After randomization to home or office phototherapy, treatment continued for 12 weeks, at which time analysis of primary outcomes occurred. Patients were followed for an additional 12 weeks, whether on or off treatment. Data were obtained from office records or a cell phone app.
Key Findings
Data analysis included 783 patients who had a mean age of 48, and men accounted for 52% of the study population. Three-fourths of patients were white, followed by Black (9.3%) and Asian (7.2%). I/II and III/IV accounted for 45% each and V/VI for the remaining 10%. Mean body mass index was 29.6. Psoriasis duration averaged 15.8 years.
The study population had a mean baseline DLQI of 12.2, median PGA of 3, and mean body surface area of 12.5%. About 12% of patients were on biologic or other systemic therapy at enrollment, and 43% had prior exposure to phototherapy. Estimated travel time for phototherapy was 59 minutes, and the patient copay averaged $21.60.
The primary analysis showed that 32.8% of patients treated at home achieved a PGA rating of 0/1 as compared with 25.6% of patients randomized to office-based therapy (P<0.0001). Home-based therapy demonstrated noninferiority across all skin types, with the largest difference among patients with skin type V/VI (33.3% vs 14.6%, P=0.0001).
More than half (52.6%) of patients treated at home met the second primary outcome of DLQI ≤5 as compared with 33.6% of patients treated in an office (P<0.0001). Results were similar across all skin types.
Home phototherapy was associated with significantly more treatment sessions over the 12-week period (26.82 vs 17.95, P<0.0001). At-home treatment was associated with a higher cumulative phototherapy dose (31.43 vs 17.27 joules, P<0.0001).

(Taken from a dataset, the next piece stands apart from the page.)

PR #65, opened 2021-11-29
Add browser stub to improve bundling and switch to `b4a`

kasperisager:


kasperisager:
I should probably add the `keyPair()` function which is commonly used and works just fine in a browser.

Four patients in the office cohort had serious adverse events (breast cancer, osteosarcoma, chest pain, wound infection) versus five events in three patients with home therapy (substance abuse, neuropathy, malnutrition, COVID-related death, and hypertension).
Disclosures
The study was supported by the Patient-Centered Outcomes Research Institute. Collaborators included the National Psoriasis Foundation and Daavlin, which provided the home phototherapy equipment.

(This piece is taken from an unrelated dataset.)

PR #67, opened 2021-12-20
Add `sign` option to APIs that require signing

kasperisager:
This pull request introduces a new `sign` option to APIs that require signing, such as `node.announce()` and `node.mutablePut()`. If given, this property is expected to be an optionally async function that signs the given buffer.

It still lacks tests and docs as I wanted to get some input on the API first.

Gelfand disclosed relationships with AbbVie, Bristol Myers Squibb, Boehringer Ingelheim, FIDE, GSK, Lilly, LEO, MoonLake, Janssen, Novartis, Pfizer, UCB, and Amgen.
Primary Source
American Academy of Dermatology
Gelfand JM, et al "The light treatment effectiveness (LITE) study: A pragmatic trial of home versus office-based narrow band ultraviolet B phototherapy for the treatment of psoriasis in the United States" AAD 2024; Late-Breaking Abstract.